*** Block opens ***
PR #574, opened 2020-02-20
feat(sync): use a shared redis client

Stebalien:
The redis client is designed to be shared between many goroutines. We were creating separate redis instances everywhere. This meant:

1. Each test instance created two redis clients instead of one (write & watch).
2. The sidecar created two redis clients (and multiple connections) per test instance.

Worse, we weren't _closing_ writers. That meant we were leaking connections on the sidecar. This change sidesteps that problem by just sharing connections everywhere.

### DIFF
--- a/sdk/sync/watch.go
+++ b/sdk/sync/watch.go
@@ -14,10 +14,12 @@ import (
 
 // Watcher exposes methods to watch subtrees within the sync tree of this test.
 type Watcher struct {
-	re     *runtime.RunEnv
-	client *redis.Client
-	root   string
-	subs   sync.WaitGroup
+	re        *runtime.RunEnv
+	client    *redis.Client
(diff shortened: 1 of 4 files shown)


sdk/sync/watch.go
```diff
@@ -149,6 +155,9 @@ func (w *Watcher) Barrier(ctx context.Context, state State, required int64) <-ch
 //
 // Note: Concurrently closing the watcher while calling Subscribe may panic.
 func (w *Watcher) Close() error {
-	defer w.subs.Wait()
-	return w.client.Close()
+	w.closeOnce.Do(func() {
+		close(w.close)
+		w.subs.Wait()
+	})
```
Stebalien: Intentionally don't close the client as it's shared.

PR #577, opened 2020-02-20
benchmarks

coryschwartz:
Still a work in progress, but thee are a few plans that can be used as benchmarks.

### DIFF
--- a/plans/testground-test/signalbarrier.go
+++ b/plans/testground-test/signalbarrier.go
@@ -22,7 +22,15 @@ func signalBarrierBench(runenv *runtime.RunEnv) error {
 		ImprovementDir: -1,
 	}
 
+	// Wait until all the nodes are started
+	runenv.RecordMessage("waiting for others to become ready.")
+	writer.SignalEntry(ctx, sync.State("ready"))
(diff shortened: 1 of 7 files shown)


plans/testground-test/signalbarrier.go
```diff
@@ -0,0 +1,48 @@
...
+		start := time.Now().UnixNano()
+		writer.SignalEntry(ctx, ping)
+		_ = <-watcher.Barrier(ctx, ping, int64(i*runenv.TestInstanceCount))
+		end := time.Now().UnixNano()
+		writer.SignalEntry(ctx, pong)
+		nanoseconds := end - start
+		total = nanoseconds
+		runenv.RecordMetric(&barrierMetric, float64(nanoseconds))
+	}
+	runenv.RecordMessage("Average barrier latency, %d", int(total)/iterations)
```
*** Block closes ***
*** Block opens ***
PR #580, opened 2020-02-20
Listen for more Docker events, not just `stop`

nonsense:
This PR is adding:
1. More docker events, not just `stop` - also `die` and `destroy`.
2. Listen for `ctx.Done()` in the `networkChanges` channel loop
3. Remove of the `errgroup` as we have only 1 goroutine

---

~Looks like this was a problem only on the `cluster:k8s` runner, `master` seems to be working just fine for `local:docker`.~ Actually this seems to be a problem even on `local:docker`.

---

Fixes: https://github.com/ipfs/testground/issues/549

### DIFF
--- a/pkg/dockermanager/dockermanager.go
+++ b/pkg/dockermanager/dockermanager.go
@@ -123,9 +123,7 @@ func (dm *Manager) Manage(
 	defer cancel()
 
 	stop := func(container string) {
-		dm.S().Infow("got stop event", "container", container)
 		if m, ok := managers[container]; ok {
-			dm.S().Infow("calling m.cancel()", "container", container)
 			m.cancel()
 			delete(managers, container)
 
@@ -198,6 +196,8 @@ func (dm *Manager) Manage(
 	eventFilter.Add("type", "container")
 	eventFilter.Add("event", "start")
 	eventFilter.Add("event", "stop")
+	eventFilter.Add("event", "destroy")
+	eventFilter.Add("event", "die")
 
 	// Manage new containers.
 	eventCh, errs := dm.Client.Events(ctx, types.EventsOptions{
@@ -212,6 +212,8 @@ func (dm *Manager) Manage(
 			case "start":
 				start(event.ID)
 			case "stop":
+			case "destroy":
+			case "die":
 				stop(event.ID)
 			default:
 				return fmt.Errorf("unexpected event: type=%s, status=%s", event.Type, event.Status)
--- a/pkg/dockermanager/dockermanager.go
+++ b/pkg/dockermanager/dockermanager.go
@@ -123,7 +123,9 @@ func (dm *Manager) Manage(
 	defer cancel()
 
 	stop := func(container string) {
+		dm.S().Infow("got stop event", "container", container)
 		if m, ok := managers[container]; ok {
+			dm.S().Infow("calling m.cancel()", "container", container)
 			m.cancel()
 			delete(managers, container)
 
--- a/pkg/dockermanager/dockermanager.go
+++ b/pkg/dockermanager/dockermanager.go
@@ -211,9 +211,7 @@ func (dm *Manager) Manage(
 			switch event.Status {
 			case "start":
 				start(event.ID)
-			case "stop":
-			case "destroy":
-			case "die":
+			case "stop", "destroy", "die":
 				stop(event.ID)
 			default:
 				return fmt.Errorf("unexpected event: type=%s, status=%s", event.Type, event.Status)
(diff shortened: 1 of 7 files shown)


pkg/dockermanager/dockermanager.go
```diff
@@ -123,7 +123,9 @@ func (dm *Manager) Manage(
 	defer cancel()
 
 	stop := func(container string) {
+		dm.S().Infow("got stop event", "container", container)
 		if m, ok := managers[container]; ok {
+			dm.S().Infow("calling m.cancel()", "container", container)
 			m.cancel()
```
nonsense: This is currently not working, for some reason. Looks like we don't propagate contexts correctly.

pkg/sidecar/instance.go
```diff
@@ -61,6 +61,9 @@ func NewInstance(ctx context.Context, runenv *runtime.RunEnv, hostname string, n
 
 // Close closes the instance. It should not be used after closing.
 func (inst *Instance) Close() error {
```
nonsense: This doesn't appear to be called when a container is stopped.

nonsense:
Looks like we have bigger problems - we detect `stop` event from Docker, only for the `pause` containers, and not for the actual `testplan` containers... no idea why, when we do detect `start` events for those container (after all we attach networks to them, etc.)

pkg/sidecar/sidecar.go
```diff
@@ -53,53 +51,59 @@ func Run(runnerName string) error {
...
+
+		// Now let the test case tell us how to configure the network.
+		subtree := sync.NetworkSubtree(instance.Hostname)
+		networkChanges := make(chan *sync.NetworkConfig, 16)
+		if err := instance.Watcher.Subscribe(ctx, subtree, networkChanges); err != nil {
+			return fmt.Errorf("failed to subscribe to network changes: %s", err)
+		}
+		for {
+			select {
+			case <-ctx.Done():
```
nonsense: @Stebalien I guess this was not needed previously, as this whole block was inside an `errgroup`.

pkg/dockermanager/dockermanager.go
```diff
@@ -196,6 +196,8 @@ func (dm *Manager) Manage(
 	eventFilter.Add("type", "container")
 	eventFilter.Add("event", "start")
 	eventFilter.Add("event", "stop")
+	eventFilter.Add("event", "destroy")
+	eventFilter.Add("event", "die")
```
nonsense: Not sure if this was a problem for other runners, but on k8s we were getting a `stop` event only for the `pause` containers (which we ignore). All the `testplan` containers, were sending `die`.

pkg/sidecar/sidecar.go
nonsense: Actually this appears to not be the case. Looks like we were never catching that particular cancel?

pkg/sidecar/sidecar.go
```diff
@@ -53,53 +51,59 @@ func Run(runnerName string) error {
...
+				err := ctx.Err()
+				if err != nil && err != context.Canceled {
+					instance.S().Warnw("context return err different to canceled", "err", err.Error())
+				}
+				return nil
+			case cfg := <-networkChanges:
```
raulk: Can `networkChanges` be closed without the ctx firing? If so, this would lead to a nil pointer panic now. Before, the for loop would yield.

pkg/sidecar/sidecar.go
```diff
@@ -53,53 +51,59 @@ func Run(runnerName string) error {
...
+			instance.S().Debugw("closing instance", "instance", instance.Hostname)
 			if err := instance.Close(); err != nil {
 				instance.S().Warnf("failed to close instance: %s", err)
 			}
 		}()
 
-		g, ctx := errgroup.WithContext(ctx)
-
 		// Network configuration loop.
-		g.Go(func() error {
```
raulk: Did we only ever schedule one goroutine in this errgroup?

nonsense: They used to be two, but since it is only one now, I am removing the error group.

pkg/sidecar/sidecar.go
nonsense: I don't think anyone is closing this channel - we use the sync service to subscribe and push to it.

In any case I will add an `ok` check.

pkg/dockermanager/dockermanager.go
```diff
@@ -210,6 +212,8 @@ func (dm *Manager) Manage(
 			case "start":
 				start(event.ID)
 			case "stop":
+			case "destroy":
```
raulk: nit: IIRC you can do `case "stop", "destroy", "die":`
*** Block closes ***
*** Block opens ***
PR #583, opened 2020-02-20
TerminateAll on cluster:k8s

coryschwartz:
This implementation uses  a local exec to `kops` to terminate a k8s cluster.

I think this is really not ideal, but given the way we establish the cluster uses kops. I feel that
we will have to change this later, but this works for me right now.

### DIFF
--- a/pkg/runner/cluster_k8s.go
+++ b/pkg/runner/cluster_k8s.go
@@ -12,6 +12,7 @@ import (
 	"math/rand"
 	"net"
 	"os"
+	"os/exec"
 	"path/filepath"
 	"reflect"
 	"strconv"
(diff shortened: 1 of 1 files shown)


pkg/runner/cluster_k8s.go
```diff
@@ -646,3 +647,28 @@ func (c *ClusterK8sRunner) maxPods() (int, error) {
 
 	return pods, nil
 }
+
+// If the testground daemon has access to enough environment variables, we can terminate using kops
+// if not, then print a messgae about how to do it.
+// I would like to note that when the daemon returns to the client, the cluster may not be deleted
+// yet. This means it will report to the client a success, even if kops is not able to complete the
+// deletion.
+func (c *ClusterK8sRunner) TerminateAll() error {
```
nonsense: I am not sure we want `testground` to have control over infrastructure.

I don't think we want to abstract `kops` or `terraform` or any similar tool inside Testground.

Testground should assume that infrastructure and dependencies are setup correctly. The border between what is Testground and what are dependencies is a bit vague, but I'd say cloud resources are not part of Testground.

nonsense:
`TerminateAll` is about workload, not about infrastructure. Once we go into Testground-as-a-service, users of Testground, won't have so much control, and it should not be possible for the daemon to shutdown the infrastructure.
*** Block closes ***
• Problem statement: Which lines above contain the word "uses"? Copy all of them.

• Exercise response:
This implementation uses  a local exec to `kops` to terminate a k8s cluster.
I think this is really not ideal, but given the way we establish the cluster uses kops. I feel that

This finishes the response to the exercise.